How can construction businesses minimise the risk of getting it wrong when grappling with payment mechanisms, asks Rowan Turrall?
Cashflow is the lifeblood of the construction industry, particularly in times of economic uncertainty. Unlike other industries, the sector has its own statutory mechanisms to help push cash down the supply chain, predominantly through the use of interim payments.
Standard form contracts have different interim payment mechanisms which comply with the statutory requirements of the Housing Grants, Construction and Regeneration Act 1996 (“The Act”). This requires that payment notices are issued. It’s important to understand and comply with these provisions to ensure they work in your favour and to avoid the pitfalls.
Who is responsible for preparing payment notices?
This will vary from contract to contract so you need to be clear who is responsible for doing what and when. Although referred to as a “payment notice” in the Act, many standard forms use different expressions such as “Interim Certificate”. Sometimes, the contractor will be responsible for preparing an interim valuation before the certificate/payment notice is issued. For example, with the JCT Design and Build 2016, the contractor is obliged to issue a payment application.
By contrast, using the JCT Intermediate Contract 2016, the contractor can (but does not need to) submit an application. A payment notice (certificate) still needs to be prepared by the architect/contract administrator on time regardless of whether the contractor makes an application. If not, and the contractor has submitted a timely application, the employer will have to pay the amount in the application unless they issue a pay less notice on time.
It’s easy to see how confusion can arise and why it extremely important to understand what the trigger is for the payment cycle in your contract.
What are the key things to watch out for when dealing with payment?
- Work out what the “due date” is for each payment, as this is usually the starting point for all of the other payment dates.

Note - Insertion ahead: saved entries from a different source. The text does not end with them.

Issue #293, opened 2018-11-03
Data with coordinate variables (lat, lon, etc.) with names not included in internal_names


jdossgollin:
This may be two separate questions, but longitudes are often treated differently across models. Specifically:
1) Is there a way to define `alt_names` for a coordinate so that we can deal with something which is `X`, `lon`, or `longitude?
2) Is there a way to join longitudes that go from 0 to 360 with longitudes that go from -180 to 180 so that the outputs are standardized and everything works well with regions?
This seems like something which would go in the `model` creation

spencerkclark:
> 1. Is there a way to define alt_names for a coordinate so that we can deal with something which is `X`, `lon`, or `longitude`?

Indeed coordinates with similar but different names are so common that we have built a number of commonly-used internal names into aospy (in [internal_names.py](https://github.com/spencerahill/aospy/blob/develop/aospy/internal_names.py#L50-L70)): 

```
# All attributes associated with data's spatiotemporal grid.
GRID_ATTRS = OrderedDict(
    [(LAT_STR, ('lat', 'latitude', 'LATITUDE', 'y', 'yto', 'XLAT')),
     (LAT_BOUNDS_STR, ('latb', 'lat_bnds', 'lat_bounds')),
     (LON_STR, ('lon', 'longitude', 'LONGITUDE', 'x', 'xto', 'XLONG')),
     (LON_BOUNDS_STR, ('lonb', 'lon_bnds', 'lon_bounds')),
     (ZSURF_STR, ('zsurf', 'HGT')),
     (SFC_AREA_STR, ('area', 'sfc_area')),
     (LAND_MASK_STR, ('land_mask', 'LANDFRAC', 'XLAND')),
     (PK_STR, ('pk',)),
     (BK_STR, ('bk',)),
     (PHALF_STR, ('phalf',)),
     (PFULL_STR, ('pfull',)),
     (PLEVEL_STR, ('level', 'lev', 'plev')),
     (TIME_STR, ('time', 'XTIME')),
     (TIME_WEIGHTS_STR, ('time_weights', 'average_DT',)),
     (TIME_BOUNDS_STR, ('time_bounds', 'time_bnds')),
     (BOUNDS_STR, ('bounds', 'bnds', 'nv', 'nbnd')),
     (RAW_START_DATE_STR, ('raw_data_start_date',)),
     (RAW_END_DATE_STR, ('raw_data_end_date',))]
)
```

[...]

PR #296, opened 2018-11-04
Modifications to follow the IRIDL conventions

jdossgollin:
This PR would make the `GRIDD_ATTRS` more compatible with the IRIDL conventions, based on the Columbia IRI data library (http://iridl.ldeo.columbia.edu/). IRIDL conventions include `X` for longitude, `Y` for latitude, and `T` for time, which are the three changes made in this PR.

See http://iridl.ldeo.columbia.edu/SOURCES/.NOAA/.NCEP-NCAR/.CDAS-1/.DAILY/.Intrinsic/.PressureLevel/.temp/.

I would like to include `P` for pressure level for variables that use pressure coordinates, but this modification seems non-trivial.


spencerkclark:
This looks great, thanks!  The build failures (i.e. Appveyor and Travis) are all unrelated.  To get things to pass for now, go ahead and add an `xfail` decorator to `test_load_variable_does_not_warn` in `test_data_loader.py`.  For example:
```
@pytest.mark.xfail
@pytest.mark.parametrize(['start_date', 'end_date'],
                         _LOAD_VAR_DATE_RANGES.values(),
                         ids=list(_LOAD_VAR_DATE_RANGES.keys()))
def test_load_variable_does_not_warn(load_variable_data_loader,
                                     start_date, end_date):
```
With the latest released versions of pandas and xarray, there is currently an unrelated warning raised there:
```
aospy/test/test_data_loader.py::test_load_variable_does_not_warn[cftime]
  //anaconda/envs/aospy_dev/lib/python3.6/site-packages/xarray/coding/cftimeindex.py:160: FutureWarning: CFTimeIndex.data is deprecated and will be removed in a future version
    if self.data:
```
I fixed this upstream in xarray (pydata/xarray#2448), so it should no longer emit a warning once xarray version 0.11 is released, which should be soon.

aospy/internal_names.py
```diff
@@ -61,7 +61,7 @@
      (PHALF_STR, ('phalf',)),
      (PFULL_STR, ('pfull',)),
      (PLEVEL_STR, ('level', 'lev', 'plev')),
-     (TIME_STR, ('time', 'XTIME')),
+     (TIME_STR, ('time', 'XTIME', 'T')),
```
spencerkclark, line 64: I'll defer to @spencerahill's judgement on this one, but I'll note that `'T'` is also used to represent temperature in the WRF model, so we might hold off on adding this as an automatic alternative name for `'time'`.  I've fast-tracked an implementation of #182 (see #297), which might be the preferred solution in this particular case.

spencerahill: Thanks @spencerkclark, I agree that with #297 now in the pipeline, let's limit this PR to 'X' and 'Y', since we can be pretty sure that those won't cause any problems in the way that 'T' might.

@jdossgollin, does that work for you?  Thanks much for the PR!

jdossgollin: Yes works for me -- in discussion of #293 I suggested that a `rename` in the `preprocess` function could also take care of something like time as `T`.

I'm sorry to say I'm not sure what I should do to finish patching this PR through -- do I edit the code in here and commit back in? Thanks for the patience!

spencerahill: On your local machine, make sure you're still on this branch, make your edits, `git commit` them, and then once you're ready `git push` the branch again to here.  The PR will be updated accordingly.

Please also add an entry to our [What's New](https://github.com/spencerahill/aospy/blob/develop/docs/whats-new.rst) docs page.  Just mimic the structure of the other entries, under the v0.3 heading (don't worry about the v0.3 vs. v0.2.1 bit; we'll fix that later).

Finally, for almost all changes or additions to the codebase, we require formal tests that ensure that the new code actually works as we intended and didn't break anything unintentionally.  These are in the [test](https://github.com/spencerahill/aospy/tree/develop/aospy/test) directory.  However, this may be one of the rare exception where we're OK without.  I don't think we have any existing tests specifically of the different options in `internal_names`, so it would be a lot to ask of you to create it.  @spencerkclark what do you think?

spencerkclark: I agree; I think we're OK without tests in this case.  The grid attribute renaming method is exercised by the tests [here](https://github.com/spencerahill/aospy/blob/a2cd51fc1cb33c0667e02b6d3a14ac529784f553/aospy/test/test_data_loader.py#L155-L192).  If things work for one alternate name/internal name pair (in the case of the tests `'LATITUDE'`->`'lat'`) then I would expect things should work for another pair just as well.

spencerkclark: @jdossgollin a nice (fairly comprehensive) resource for learning about Git/GitHub/testing/documentation in the context of contributing to open source Python projects is the [xarray contributing guide](http://xarray.pydata.org/en/stable/contributing.html).  In an abstract sense (i.e. replace xarray with aospy) much of what is in there applies here.

spencerahill:
C.f. https://github.com/spencerahill/aospy/issues/293#issuecomment-437542424, @jdossgollin I'd say all that's left here is adding `P` for pressure.  And a What's New entry.

Edit: and `nbnds` for `BOUNDS_STR`, c.f. https://github.com/spencerahill/aospy/issues/299#issuecomment-437084968

jdossgollin:
Note to self: see also discussion in #293 comments

spencerkclark:
Also a quick note, what I wrote here, https://github.com/spencerahill/aospy/pull/296#issuecomment-435674393, is no longer needed (since xarray 0.11 is now out).

jdossgollin:
Note comment at https://github.com/spencerahill/aospy/pull/296#issuecomment-437548913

- Make sure you know the date at which any valuation has to be calculated as a valuation/payment notice/pay less notice must be based on a valuation at the correct date.
- Check if there are any amendments to a standard form that affect the payment provisions or if there are additional requirements that need to be included as part of a contractor’s application. For example, the JCT DB 2016 requires an interim payment application to include any further information specified in the Employer’s Requirements.
- Diarise the relevant dates for your part of the process and watch out for bank holidays, which will alter the dates.
- Where a contractor is submitting an application it needs to be set out with proper clarity and be clearly identifiable as a payment application. If there is a dispute about whether an application is valid the court will take an objective approach and consider whether the recipient would have realised the document was a payment application.
- Payment notices and pay less notices must clearly set out the sum that is due and/or to be deducted and how the sum has been calculated.
- Be clear and unambiguous when submitting applications – a number of cases which have ended up in court have centred around documents with potentially misleading headings, incorrect valuation dates or incorrect numbering. This is a risk, particularly if a spreadsheet is updated each month and one or more of the headings does not get amended.
- Although a pay less notice does not have to state that it is a pay less notice, it helps add clarity if it does.
- A payment notice needs to be given even if the payer considers that the amount to be paid is £0.
- Don’t forget the provisions of the Act apply down the supply chain, so a contractor will need to ensure it follows the correct procedures with its subcontractors.
- Follow final account processes carefully to ensure that all necessary documentation is produced within the time scales specified.
What can go wrong?
Contracts with amended payment provisions can also cause issues, particularly when a schedule of payment dates is added to a contract. These can be helpful to keep track of the various dates but, if the project overruns and the schedule does not provide for further dates to be added, a contractor may find they are not entitled to further interim payments.
If payment provisions are not followed correctly, the payer may end up paying a sum they think is more than is due. If the payer fails to pay, the payee can start an adjudication. The payer will usually be unable to contest the amount if they have not served a pay less notice at the appropriate time. Instead, the payer will have to pay and may have to start a separate adjudication to determine what the correct valuation should have been.
Rowan Turrall is a partner and head of dispute resolution at Boyes Turner.